**Exercise**
The answer should be each line of the records that contains the word "message"; please copy them all.

**Data for review**
PR #692, opened 2018-03-01
Chore: add unit test for prefetching actual viewers

DanDeMicco:
Prettier formatted this file quite a lot,  The actual changes are separating out the current ```prefetchViewers``` tests into a nested describe (line 583), and a new test which has an unstubbed ```getViewers``` (line 629).

This test fails before #690 and now passes

### DIFF
--- a/src/lib/__tests__/Preview-test.js
+++ b/src/lib/__tests__/Preview-test.js
@@ -119,7 +119,6 @@ describe('lib/Preview', () => {
             });
         });
 
-
         it('should set the preview options with function token', () => {
             const foo = () => {};
             preview.show('123', foo, { viewer: 'viewer' });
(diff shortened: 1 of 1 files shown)


boxcla:

src/lib/__tests__/Preview-test.js
```diff
@@ -552,48 +580,57 @@ describe('lib/Preview', () => {
...
-                {
-                    NAME: 'viewer2',
-                    CONSTRUCTOR: stubViewer
-                },
-                {
-                    NAME: 'viewer3',
-                    CONSTRUCTOR: stubViewer
-                }
-            ];
+            it('should prefetch no viewers if no viewer names are specified', () => {
```
pramodsum: 'should not prefetch viewers if none are specified'

DanDeMicco: This was test was not modified by me, I only added the nested describe and ```should not throw when prefetching the viewers```

PR #693, opened 2018-03-01
Create load timeout error and guard trigger error

JustinHoldstock:
Adding better guarding around empty `err` param, or string param, as well as providing a PreviewError upon viewer load timeout


boxcla:

src/lib/viewers/BaseViewer.js
```diff
@@ -300,10 +302,17 @@ class BaseViewer extends EventEmitter {
...
-            err instanceof PreviewError
-                ? err
-                : new PreviewError(ERROR_CODE.LOAD_VIEWER, __('error_refresh'), {}, err.message);
+        let error;
+
+        if (err instanceof PreviewError) {
+            error = err;
+        } else {
+            let message = err || '';
+            message = typeof message === 'string' ? message : err.message;
```
tonyjin: Do we have any code that triggers an error with just a string?

JustinHoldstock: I'm adding this in as a guard until we're 100% certain we aren't allowing `triggerError()` to accept a string. I couldn't find any instances where we do, but there are quite a few places that call triggerError(), and I don't want anything to blow up.

jeremypress: I'm fine with punishing a bad use of triggerError here. If you're not passing in a PreviewError then you get a generic error load viewer code. 

If we don't have this usage anywhere right now, we should prevent it before anyone starts doing that.

src/lib/viewers/__tests__/BaseViewer-test.js
```diff
@@ -168,6 +168,22 @@ describe('lib/viewers/BaseViewer', () => {
             // Test cleanup
             clearTimeout(base.loadTimeoutId);
         });
+
+        it('should trigger an error if it takes too long to load', () => {
```
jeremypress: should trigger an error if the viewer times out

src/lib/viewers/BaseViewer.js
JustinHoldstock: That sounds fine by me! I'll remove the string case from this, and always expect an error to be passed in

PR #696, opened 2018-03-02
Fix: Preview error viewer in platform and IE11

tonyjin:
- Contact Us redirect to Box support page should only show up in the Box web application
- Fix non-wrapping error text in IE11
- Consolidate download checks into util function
- Move file-specific util method into file.js


boxcla:

src/lib/util.js
```diff
@@ -887,3 +875,12 @@ export function getProp(object, propPath, defaultValue) {
...
     return value !== undefined ? value : defaultValue;
 }
+
+/**
+ * Returns whether Preview is running inside the Box web application.
+ *
+ * @return {boolean} Is Preview running in the Box WebApp
+ */
+export function inBoxWebApp() {
+    return (window.location.hostname || '').indexOf('app.box.com') !== -1;
```
jeremypress: We have an 'includes' polyfill if you want to use that
https://developer.mozilla.org/en-US/docs/Web/JavaScript/Reference/Global_Objects/String/includes

src/lib/__tests__/util-test.js
```diff
@@ -812,4 +786,12 @@ describe('lib/util', () => {
             expect(util.getProp(a, 'foo.bar', 'default')).to.equal('default');
         });
     });
+
+    describe('inBoxWebApp()', () => {
+        it('should return false when window location is not a Box domain', () => {
+            expect(util.inBoxWebApp()).to.be.false;
+        });
+
+        /* No quick way to stub window.location.hostname to test for truth case */
```
jeremypress: According to SO this works for href, maybe will work for hostname too?
```
global.window = {
       location: {
           href: {
               value: 'foo'
           }
       }
   }
```

tonyjin: I found that thread and wasted ~an hour yesterday trying to get the test to work unsuccessfully. Tried a few things including Object.defineProperty, global.window (which wouldn't work in the browser anyways I think), and a few others.

src/lib/util.js
tonyjin: Actually I'm gonna hold off adding a polyfill for now. The existing polyfill is for Array.prototype.includes. If I included the String polyfill, I'd want to update all references of `indexOf` and that looks like quite a few files.

DanDeMicco: Seems like we follow an isSomething format for boolean returning functions. Maybe isBoxWebApp, or the inverse function isPlatformApp

src/lib/__tests__/Preview-test.js
```diff
@@ -1721,64 +1690,39 @@ describe('lib/Preview', () => {
...
+        it('should show print button if print is supported', () => {
+            stubs.checkFeature.withArgs(sinon.match.any, 'print').returns(true);
             stubs.canDownload.returns(true);
-
             preview.finishLoading();
-            expect(stubs.showDownloadButton).to.be.called;
+            expect(stubs.showPrintButton).to.be.called;
+        });
 
+        it('should show not print button if print is not supported', () => {
```
DanDeMicco: should not show

src/lib/__tests__/Preview-test.js
```diff
@@ -1721,64 +1690,39 @@ describe('lib/Preview', () => {
...
-
             preview.finishLoading();
-            expect(stubs.showDownloadButton).to.be.calledWith(preview.download);
+            expect(stubs.showPrintButton).to.not.be.called;
         });
 
-        it('should show print button if print is supported', () => {
-            stubs.checkFeature.returns(false);
-
+        it('should show not print button if file can\'t be downloaded', () => {
```
DanDeMicco: should not show

PR #699, opened 2018-03-05
Fix: Removing reliance on String includes

jeremypress:
This would break on IE11 in the case that we are using a certain kind of custom download host. We'll eventually include the Polyfill and update all instances of indexOf.


boxcla:

PR #700, opened 2018-03-05
Chore: use handViewerMetrics() to log successful/failed preview

JustinHoldstock:


boxcla:

src/lib/Preview.js
```diff
@@ -1187,6 +1187,12 @@ class Preview extends EventEmitter {
                 file: this.file
             });
 
+            // Explicit preview failure
+            this.handleViewerMetrics({
```
jeremypress: I'm still not sure if we want to separate success/error from the `load` metric. If that's the direction you want to go then the change looks fine.. Also, if the old table isn't going away, why not just use that for tracking?

JustinHoldstock: The legacy table isn't going away *right now*.  

Note that `load_metric` does not signify successful preview. It can be emitted on a fatal error that occurs, when the user navigates away from preview before being loaded, etc. `load_metric` is used to track network response times. 

I'm on the fence about adding another column for `success`, as it defeats the purpose of a general data structure for events. Also note that with this method of tracking success, we're just querying for `event_name == "success" AND value == "true"`

tonyjin: Is this change so we can eventually be entirely on new events? I'm guessing that's gonna be a more long-term transition since we'd have to get the business off of `auto_log_preview` and make sure all useful data in there has been moved over.

What do you imagine we'll need the event_name = success && value = false case for?

jeremypress: yeah should we just do event name 'success' or event name 'failure'? or maybe rename it to something like load_status and then we could rely on true or false?

PR #702, opened 2018-03-07
Chore: Add util tests and fix file tests

tonyjin:
Add Babel Rewire plugin so we can properly test `inBoxWebApp()` and fix `canDownload()` tests

Depends on https://github.com/box/box-content-preview/pull/696


boxcla:

src/lib/__tests__/file-test.js
```diff
@@ -324,4 +327,64 @@ describe('lib/file', () => {
...
+        });
+
+        [
+            [false, false, false, false, false],
+            [false, false, false, true, false],
+            [false, false, true, false, false],
+            [false, true, false, false, false],
+            [true, false, false, false, false],
+            [true, true, true, true, true],
+        ].forEach(([isDownloadable, isDownloadEnabled, havePermission, isBrowserSupported, expectedResult]) => {
```
tonyjin: I didn't have the [] here at first, but the test still passed since an array for the first param and undefined for all of the others still passed the test...

src/lib/util.js
```diff
@@ -905,3 +893,23 @@ export function isValidFileId(fileId) {
...
 }
+
+/**
+ * Returns window hostname
+ *
+ * @return {string} Window hostname
+ */
+export function getHostname() {
+    return window.location.hostname || '';
+}
```
tonyjin: Now hostname is stub-able for tests

tonyjin:
Huh, looks like Rewire may be causing a bunch of other issues with our tests... Will re-visit after #696 is merged.

PR #705, opened 2018-03-07
Chore: Adding download reachability checks to other viewers

jeremypress:
Tests on the way, adding checks for media and text viewers.

### DIFF
--- a/src/lib/viewers/media/DashViewer.js
+++ b/src/lib/viewers/media/DashViewer.js
@@ -16,6 +16,9 @@ const MANIFEST = 'manifest.mpd';
 const DEFAULT_VIDEO_WIDTH_PX = 854;
 const DEFAULT_VIDEO_HEIGHT_PX = 480;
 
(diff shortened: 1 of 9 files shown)


boxcla:

src/lib/viewers/media/DashViewer.js
```diff
@@ -16,6 +16,9 @@ const MANIFEST = 'manifest.mpd';
 const DEFAULT_VIDEO_WIDTH_PX = 854;
 const DEFAULT_VIDEO_HEIGHT_PX = 480;
 
+const SHAKA_CODE_UNEXPECTED_NETWORK_FAILURE = 1002;
```
DanDeMicco: You can get the error codes from shaka.util.Error.Code. So you should be able to do shaka.util.Error.Code.HTTP_ERROR instead of hard coding the number. Might be more future proof? docs at https://shaka-player-demo.appspot.com/docs/api/lib_util_error.js.html

PR #709, opened 2018-03-08
Chore: Add util tests and fix file tests

tonyjin:
- Move hostname check to Browser function so we can test `isBoxWebApp()`
- Fix incorrect `file.canDownload()` tests, they were missing brackets
- Add missing peer dependency
- Clean up package.json and run `yarn upgrade`

### DIFF
--- a/package.json
+++ b/package.json
@@ -75,6 +75,7 @@
     "optimize-css-assets-webpack-plugin": "^3.2.0",
     "phantomjs-prebuilt": "^2.1.16",
     "postcss-loader": "^2.0.9",
+    "postcss-sass": "^0.3.0",
     "prettier": "^1.8.2",
     "prettier-eslint-cli": "^4.4.2",
     "raw-loader": "^0.5.1",
@@ -130,6 +131,5 @@
       "prettier-eslint --print-width 120 --single-quote --tab-width 4 --write",
       "git add"
     ]
-  },
-  "dependencies": {}
+  }
 }
--- a/src/lib/util.js
+++ b/src/lib/util.js
@@ -1,6 +1,7 @@
 import Uri from 'jsuri';
 import 'whatwg-fetch';
 
+import Location from './Location';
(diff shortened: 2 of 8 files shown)


package.json
```diff
@@ -75,6 +75,7 @@
     "optimize-css-assets-webpack-plugin": "^3.2.0",
     "phantomjs-prebuilt": "^2.1.16",
     "postcss-loader": "^2.0.9",
+    "postcss-sass": "^0.3.0",
```
DanDeMicco: Hmm, any reason why a dependency got added here?

src/lib/util.js
```diff
@@ -901,5 +902,6 @@ export function isValidFileId(fileId) {
  * @return {boolean} Is Preview running in the Box WebApp
  */
 export function isBoxWebApp() {
-    return (window.location.hostname || '').indexOf('app.box.com') !== -1;
+    const boxHostnameRegex = /(app|ent)\.(box\.com|boxcn\.net|boxenterprise\.net)/;
+    return !!Browser.getHostname().match(boxHostnameRegex);
```
DanDeMicco: Can you use regex.test here since you are returning a boolean?

src/lib/Browser.js
```diff
@@ -364,6 +364,15 @@ class Browser {
             }
         };
     }
+
+    /**
+     * Returns window hostname
+     *
+     * @return {string} Window hostname
+     */
+    static getHostname() {
```
DanDeMicco: This seems a bit out of place in this file to me. There is a few instances of window.location in the codebase, maybe create a Url class and we can refactor?

jeremypress: If there's nothing else needed for URL related stuff, maybe just add it to util since it's being used in a few places?

tonyjin: I specifically moved this here (instead of including in util.js) so I could test `isBoxWebApp()` without refactoring util to a class with all static functions or adding Babel Rewire. I'll move this to a new URL class per Daniel's recommendation.

PR #711, opened 2018-03-08
Fix: Avoid use of Number.isFinite()

jeremypress:
Number.isFinite() is not supported in IE, and all it does is check that the input is a number and call the global isFinite, which is supported everywhere. 

https://developer.mozilla.org/en-US/docs/Web/JavaScript/Reference/Global_Objects/Number/isFinite

### DIFF
--- a/src/lib/viewers/media/MediaBaseViewer.js
+++ b/src/lib/viewers/media/MediaBaseViewer.js
@@ -540,7 +540,7 @@ class MediaBaseViewer extends BaseViewer {
      * @return {boolean} - true if time is valid
      */
     isValidTime(time) {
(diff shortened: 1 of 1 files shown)


boxcla:

src/lib/viewers/media/MediaBaseViewer.js
```diff
@@ -540,7 +540,8 @@ class MediaBaseViewer extends BaseViewer {
      * @return {boolean} - true if time is valid
      */
     isValidTime(time) {
-        return typeof time === 'number' && Number.isFinite(time) && time >= 0 && time <= this.mediaEl.duration;
+        // eslint-disable-next-line
+        return typeof time === 'number' && isFinite(time) && time >= 0 && time <= this.mediaEl.duration;
```
priyajeet: remove isFinite, since we are doing bounds check

PR #713, opened 2018-03-12
Chore: update status for jobs in saucelabs

DanDeMicco:
This adds job status reporting to saucelabs so it will be visible on the saucelabs dashboard if jobs and builds were successful or failed


boxcla:

PR #714, opened 2018-03-12
Fix: startAt should disable document preload

DanDeMicco:
Fixes an issue where document preload was being shown when startAt was set

### DIFF
--- a/src/lib/viewers/doc/DocBaseViewer.js
+++ b/src/lib/viewers/doc/DocBaseViewer.js
@@ -228,9 +228,13 @@ class DocBaseViewer extends BaseViewer {
         const { file } = this.options;
         const isWatermarked = file && file.watermark_info && file.watermark_info.is_watermarked;
 
-        // Don't show preload if there's a cached page since preloads are only for the 1st page
+        // Don't show preload if there's a cached page or startAt is set and > 1 since preloads are only for the 1st page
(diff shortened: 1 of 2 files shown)


boxcla:

src/lib/viewers/doc/DocBaseViewer.js
```diff
@@ -228,9 +228,13 @@ class DocBaseViewer extends BaseViewer {
...
         const isWatermarked = file && file.watermark_info && file.watermark_info.is_watermarked;
 
-        // Don't show preload if there's a cached page since preloads are only for the 1st page
+        // Don't show preload if there's a cached page or startAt is set and > 1 since preloads are only for the 1st page
         // Also don't show preloads for watermarked files
-        if (!this.preloader || isWatermarked || this.getCachedPage() !== 1) {
+        if (
+            !this.preloader ||
+            isWatermarked ||
+            ((this.startPageNum && this.startPageNum !== 1) || this.getCachedPage() !== 1)
```
jeremypress: I forget, are we always initializing this? Or could the normal case (where nothing is passed in and nothing is cached, be `undefined`.

DanDeMicco: The value could be undefined if nothing is passed in

PR #719, opened 2018-03-14
Fix: Allow annotation text to be selectable

tonyjin:
Old CSS was prevent user selection of anything that wasn't a text layer div to prevent weird selection edge cases. This patch relaxes that to allow selection of `<span>`, `<p>` & `<input>` so annotation dialog text can be selected (they use `<p>`).

### DIFF
--- a/src/lib/viewers/doc/_docBase.scss
+++ b/src/lib/viewers/doc/_docBase.scss
@@ -79,6 +79,13 @@
         }
     }
 
+    // Allow other text to be selectable
+    input,
+    p,
+    span {
+        user-select: text;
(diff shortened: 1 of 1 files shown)


boxcla:

src/lib/viewers/doc/_docBase.scss
```diff
@@ -79,6 +79,12 @@
         }
     }
 
+    // Allow other text to be selectable
+    p,
+    span {
```
jeremypress: Can you add inputs too? Right now you can't highlight text that you're currently entering.

PR #721, opened 2018-03-15
New: Watermarking preferences

tonyjin:
Add support for two new watermarking preferences: `previewWMPref` and `downloadWM`. `previewWMPref` allows configuration of the preview experience for watermarked files (do you see watermarked versions of the file or not) and `downloadWM` controls whether watermarked files or the original is downloaded via the download button and download() API.

Also fixed some flaky tests.


boxcla:

src/lib/Preview.js
```diff
@@ -488,31 +484,40 @@ class Preview extends EventEmitter {
      * @return {void}
      */
     download() {
-        const { apiHost, queryParams } = this.options;
-
+        const downloadErrorMsg = __('notification_cannot_download');
         if (!canDownload(this.file, this.options)) {
+            this.ui.showNotification(downloadErrorMsg);
```
jeremypress: Why would we show a button if they can't download? If we don't know till reps come back this will get interesting...

src/lib/Preview.js
```diff
@@ -488,31 +484,40 @@ class Preview extends EventEmitter {
...
+        // the correct content disposition, and download
+        if (shouldDownloadWM(this.file, this.options)) {
+            const contentUrlTemplate = getProp(this.viewer.getRepresentation(), 'content.url_template');
+            if (!contentUrlTemplate) {
+                this.ui.showNotification(downloadErrorMsg);
+                return;
             }
-        });
+
+            queryParams.response_content_disposition_type = 'attachment';
```
jeremypress: What does setting this to attachment accomplish?

src/lib/Preview.js
```diff
@@ -857,6 +862,22 @@ class Preview extends EventEmitter {
...
+        // Sets how previews of watermarked files behave.
+        // 'all' - Forces watermarked previews of supported file types regardless of collaboration or permission level,
+        //         except for `Uploader`, which cannot preview.
+        // 'any' - The default watermarking behavior in the Box Web Application. If the file type supports
+        //         watermarking, all users except for those collaborated as an `Uploader` will see a watermarked
+        //         preview. If the file type cannot be watermarked, users will see a non-watermarked preview if they
+        //         are at least a `Viewer-Uploader` and no preview otherwise.
+        // 'none' - Forces non-watermarked previews. If the file type cannot be watermarked or the user is not at least
+        //          a `Viewer-Uploader`, no preview is shown.
+        this.options.previewWMPref = options.previewWMPref || 'any';
```
jeremypress: I don't think the "Pref" at the end adds much

src/lib/viewers/BaseViewer.js
```diff
@@ -1030,6 +1030,15 @@ class BaseViewer extends EventEmitter {
             })
         );
     }
+
+    /**
+     * Returns the representation used for Preview.
+     *
+     * @return {Object} Box representation used/to be used by Preview
+     */
+    getRepresentation() {
```
jeremypress: 👍 good call

src/lib/Preview.js
tonyjin: Wanted to distinguish some way between previewWM and downloadWM since one takes a string and one takes a boolean, but I'm open to dropping `Pref`

src/lib/Preview.js
tonyjin: This is a public method so one could call `preview.download()` directly

src/lib/Preview.js
tonyjin: You had this in your original PR to force [Content Disposition](https://developer.mozilla.org/en-US/docs/Web/HTTP/Headers/Content-Disposition) to `attachment` instead of the default (`inline`?). I assume this came out of a conversation between you and Albert.

DanDeMicco: If you decide to keep this line, I think you should do an object spread / Object.assign for this. If you add this here, you will be modifying the options the user passes in, and all further uses of ```this.options.queryParams``` will have ```response_content_disposition_type``` which may not be intended

src/lib/Preview.js
jeremypress: sounds good!

src/lib/Preview.js
jeremypress: ah makes sense, make the download one a boolean like verb by adding should or force to the front?

src/lib/Preview.js
jeremypress: @tonyjin yeah I think that came from him as a way to force the browser to treat it like a DL. We should experiment if we can replace opening in the iframe with that?

src/lib/Preview.js
JustinHoldstock: +1 to prefixing the property name to help us distinguish boolean type

tonyjin: I considered `shouldDownloadWM` and `forceDownloadWM` but I'm going to keep as `downloadWM` since download is already a verb and I interpret the option as downloadWatermarked, which implies true/false to me, whereas I interpret `previewWMPref` as previewWatermark(ed/ing)Preference, which implies options other than just true/false.

src/lib/Preview.js
tonyjin: I'll be removing `response_content_disposition_type` since we don't need it, but I'll definitely be using `Object.assign` other places instead of directly modifying `queryParams`. Thanks for the reminder @DanDeMicco.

**Task answer**
-                : new PreviewError(ERROR_CODE.LOAD_VIEWER, __('error_refresh'), {}, err.message);
+            let message = err || '';
+            message = typeof message === 'string' ? message : err.message;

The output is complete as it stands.